_Task goal_: Output all records verbatim.

_Data_:
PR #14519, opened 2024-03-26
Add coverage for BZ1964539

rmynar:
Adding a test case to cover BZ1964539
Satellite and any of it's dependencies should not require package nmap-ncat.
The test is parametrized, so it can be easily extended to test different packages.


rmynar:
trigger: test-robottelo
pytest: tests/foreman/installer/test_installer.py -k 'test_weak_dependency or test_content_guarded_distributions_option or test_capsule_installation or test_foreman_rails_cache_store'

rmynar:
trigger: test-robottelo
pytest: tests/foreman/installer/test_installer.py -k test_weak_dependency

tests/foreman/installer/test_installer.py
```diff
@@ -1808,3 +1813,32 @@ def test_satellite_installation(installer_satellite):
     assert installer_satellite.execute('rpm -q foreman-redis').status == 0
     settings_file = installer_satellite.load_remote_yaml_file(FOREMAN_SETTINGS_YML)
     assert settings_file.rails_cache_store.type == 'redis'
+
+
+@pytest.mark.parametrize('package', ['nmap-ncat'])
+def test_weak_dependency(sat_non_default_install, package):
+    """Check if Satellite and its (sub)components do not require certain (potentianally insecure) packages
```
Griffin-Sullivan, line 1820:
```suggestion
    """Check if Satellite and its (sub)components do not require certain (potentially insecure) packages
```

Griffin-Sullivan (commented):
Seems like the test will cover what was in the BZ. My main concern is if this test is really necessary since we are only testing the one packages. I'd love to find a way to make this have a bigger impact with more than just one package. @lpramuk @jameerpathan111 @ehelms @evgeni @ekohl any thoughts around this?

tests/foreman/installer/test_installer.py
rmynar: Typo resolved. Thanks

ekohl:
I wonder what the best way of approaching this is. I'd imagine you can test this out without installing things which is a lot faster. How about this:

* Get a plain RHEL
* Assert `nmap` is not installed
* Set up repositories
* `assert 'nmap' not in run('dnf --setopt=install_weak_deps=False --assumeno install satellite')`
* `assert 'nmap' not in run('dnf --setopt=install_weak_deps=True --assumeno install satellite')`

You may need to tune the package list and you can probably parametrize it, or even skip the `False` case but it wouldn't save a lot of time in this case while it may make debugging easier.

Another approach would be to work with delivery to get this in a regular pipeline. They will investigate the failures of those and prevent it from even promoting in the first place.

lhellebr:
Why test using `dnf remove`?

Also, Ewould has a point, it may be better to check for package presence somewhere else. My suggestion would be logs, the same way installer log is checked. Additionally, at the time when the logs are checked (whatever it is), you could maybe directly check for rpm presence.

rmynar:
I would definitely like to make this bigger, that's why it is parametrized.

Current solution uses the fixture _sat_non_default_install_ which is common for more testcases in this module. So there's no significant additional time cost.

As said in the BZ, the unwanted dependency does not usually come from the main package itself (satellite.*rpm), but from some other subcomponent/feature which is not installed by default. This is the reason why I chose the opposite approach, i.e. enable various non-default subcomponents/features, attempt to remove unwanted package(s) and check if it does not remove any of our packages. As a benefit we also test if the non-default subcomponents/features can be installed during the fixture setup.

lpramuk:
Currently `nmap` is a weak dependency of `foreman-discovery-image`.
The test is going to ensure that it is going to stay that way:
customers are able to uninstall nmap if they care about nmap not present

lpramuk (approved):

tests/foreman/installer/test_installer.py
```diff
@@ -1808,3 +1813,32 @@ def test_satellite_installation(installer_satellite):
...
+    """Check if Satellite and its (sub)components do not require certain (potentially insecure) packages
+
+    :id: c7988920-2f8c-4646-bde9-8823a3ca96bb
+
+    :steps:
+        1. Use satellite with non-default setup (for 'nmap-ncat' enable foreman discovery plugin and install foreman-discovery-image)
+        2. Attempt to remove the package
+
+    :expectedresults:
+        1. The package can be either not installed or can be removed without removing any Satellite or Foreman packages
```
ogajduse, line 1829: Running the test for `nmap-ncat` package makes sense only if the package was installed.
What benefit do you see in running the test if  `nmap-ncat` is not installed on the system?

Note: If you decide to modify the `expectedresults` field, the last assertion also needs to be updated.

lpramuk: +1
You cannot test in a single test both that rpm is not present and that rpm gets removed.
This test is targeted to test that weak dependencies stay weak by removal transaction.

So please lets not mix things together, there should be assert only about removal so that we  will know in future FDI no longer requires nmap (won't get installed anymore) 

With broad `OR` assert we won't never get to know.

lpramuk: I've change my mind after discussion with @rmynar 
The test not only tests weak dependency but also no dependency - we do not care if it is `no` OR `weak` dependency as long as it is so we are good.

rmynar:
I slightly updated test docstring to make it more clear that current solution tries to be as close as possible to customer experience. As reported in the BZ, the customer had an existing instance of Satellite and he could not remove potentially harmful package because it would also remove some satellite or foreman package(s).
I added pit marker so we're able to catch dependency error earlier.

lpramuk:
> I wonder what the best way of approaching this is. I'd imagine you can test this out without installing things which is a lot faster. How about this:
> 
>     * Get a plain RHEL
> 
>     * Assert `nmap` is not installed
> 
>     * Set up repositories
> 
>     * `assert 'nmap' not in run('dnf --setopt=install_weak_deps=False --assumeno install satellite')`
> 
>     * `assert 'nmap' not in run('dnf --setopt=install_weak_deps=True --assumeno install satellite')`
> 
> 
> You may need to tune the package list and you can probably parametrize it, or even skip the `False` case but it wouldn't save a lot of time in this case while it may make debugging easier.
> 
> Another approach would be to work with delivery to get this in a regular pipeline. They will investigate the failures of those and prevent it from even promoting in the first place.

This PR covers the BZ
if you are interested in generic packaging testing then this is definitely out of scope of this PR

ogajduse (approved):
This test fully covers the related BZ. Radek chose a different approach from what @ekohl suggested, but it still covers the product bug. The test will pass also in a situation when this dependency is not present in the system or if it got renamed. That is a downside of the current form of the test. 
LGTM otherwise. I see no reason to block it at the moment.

_Written answer_:
PR #14519, opened 2024-03-26
Add coverage for BZ1964539

rmynar:
Adding a test case to cover BZ1964539
Satellite and any of it's dependencies should not require package nmap-ncat.
The test is parametrized, so it can be easily extended to test different packages.


rmynar:
trigger: test-robottelo
pytest: tests/foreman/installer/test_installer.py -k 'test_weak_dependency or test_content_guarded_distributions_option or test_capsule_installation or test_foreman_rails_cache_store'

rmynar:
trigger: test-robottelo
pytest: tests/foreman/installer/test_installer.py -k test_weak_dependency

tests/foreman/installer/test_installer.py
```diff
@@ -1808,3 +1813,32 @@ def test_satellite_installation(installer_satellite):
     assert installer_satellite.execute('rpm -q foreman-redis').status == 0
     settings_file = installer_satellite.load_remote_yaml_file(FOREMAN_SETTINGS_YML)
     assert settings_file.rails_cache_store.type == 'redis'
+
+
+@pytest.mark.parametrize('package', ['nmap-ncat'])
+def test_weak_dependency(sat_non_default_install, package):
+    """Check if Satellite and its (sub)components do not require certain (potentianally insecure) packages
```
Griffin-Sullivan, line 1820:
```suggestion
    """Check if Satellite and its (sub)components do not require certain (potentially insecure) packages
```

Griffin-Sullivan (commented):
Seems like the test will cover what was in the BZ. My main concern is if this test is really necessary since we are only testing the one packages. I'd love to find a way to make this have a bigger impact with more than just one package. @lpramuk @jameerpathan111 @ehelms @evgeni @ekohl any thoughts around this?

tests/foreman/installer/test_installer.py
rmynar: Typo resolved. Thanks

ekohl:
I wonder what the best way of approaching this is. I'd imagine you can test this out without installing things which is a lot faster. How about this:

* Get a plain RHEL
* Assert `nmap` is not installed
* Set up repositories
* `assert 'nmap' not in run('dnf --setopt=install_weak_deps=False --assumeno install satellite')`
* `assert 'nmap' not in run('dnf --setopt=install_weak_deps=True --assumeno install satellite')`

You may need to tune the package list and you can probably parametrize it, or even skip the `False` case but it wouldn't save a lot of time in this case while it may make debugging easier.

Another approach would be to work with delivery to get this in a regular pipeline. They will investigate the failures of those and prevent it from even promoting in the first place.

lhellebr:
Why test using `dnf remove`?

Also, Ewould has a point, it may be better to check for package presence somewhere else. My suggestion would be logs, the same way installer log is checked. Additionally, at the time when the logs are checked (whatever it is), you could maybe directly check for rpm presence.

rmynar:
I would definitely like to make this bigger, that's why it is parametrized.

Current solution uses the fixture _sat_non_default_install_ which is common for more testcases in this module. So there's no significant additional time cost.

As said in the BZ, the unwanted dependency does not usually come from the main package itself (satellite.*rpm), but from some other subcomponent/feature which is not installed by default. This is the reason why I chose the opposite approach, i.e. enable various non-default subcomponents/features, attempt to remove unwanted package(s) and check if it does not remove any of our packages. As a benefit we also test if the non-default subcomponents/features can be installed during the fixture setup.

lpramuk:
Currently `nmap` is a weak dependency of `foreman-discovery-image`.
The test is going to ensure that it is going to stay that way:
customers are able to uninstall nmap if they care about nmap not present

lpramuk (approved):

tests/foreman/installer/test_installer.py
```diff
@@ -1808,3 +1813,32 @@ def test_satellite_installation(installer_satellite):
...
+    """Check if Satellite and its (sub)components do not require certain (potentially insecure) packages
+
+    :id: c7988920-2f8c-4646-bde9-8823a3ca96bb
+
+    :steps:
+        1. Use satellite with non-default setup (for 'nmap-ncat' enable foreman discovery plugin and install foreman-discovery-image)
+        2. Attempt to remove the package
+
+    :expectedresults:
+        1. The package can be either not installed or can be removed without removing any Satellite or Foreman packages
```
ogajduse, line 1829: Running the test for `nmap-ncat` package makes sense only if the package was installed.
What benefit do you see in running the test if  `nmap-ncat` is not installed on the system?

Note: If you decide to modify the `expectedresults` field, the last assertion also needs to be updated.

lpramuk: +1
You cannot test in a single test both that rpm is not present and that rpm gets removed.
This test is targeted to test that weak dependencies stay weak by removal transaction.

So please lets not mix things together, there should be assert only about removal so that we  will know in future FDI no longer requires nmap (won't get installed anymore) 

With broad `OR` assert we won't never get to know.

lpramuk: I've change my mind after discussion with @rmynar 
The test not only tests weak dependency but also no dependency - we do not care if it is `no` OR `weak` dependency as long as it is so we are good.

rmynar:
I slightly updated test docstring to make it more clear that current solution tries to be as close as possible to customer experience. As reported in the BZ, the customer had an existing instance of Satellite and he could not remove potentially harmful package because it would also remove some satellite or foreman package(s).
I added pit marker so we're able to catch dependency error earlier.

lpramuk:
> I wonder what the best way of approaching this is. I'd imagine you can test this out without installing things which is a lot faster. How about this:
> 
>     * Get a plain RHEL
> 
>     * Assert `nmap` is not installed
> 
>     * Set up repositories
> 
>     * `assert 'nmap' not in run('dnf --setopt=install_weak_deps=False --assumeno install satellite')`
> 
>     * `assert 'nmap' not in run('dnf --setopt=install_weak_deps=True --assumeno install satellite')`
> 
> 
> You may need to tune the package list and you can probably parametrize it, or even skip the `False` case but it wouldn't save a lot of time in this case while it may make debugging easier.
> 
> Another approach would be to work with delivery to get this in a regular pipeline. They will investigate the failures of those and prevent it from even promoting in the first place.

This PR covers the BZ
if you are interested in generic packaging testing then this is definitely out of scope of this PR

ogajduse (approved):
This test fully covers the related BZ. Radek chose a different approach from what @ekohl suggested, but it still covers the product bug. The test will pass also in a situation when this dependency is not present in the system or if it got renamed. That is a downside of the current form of the test. 
LGTM otherwise. I see no reason to block it at the moment.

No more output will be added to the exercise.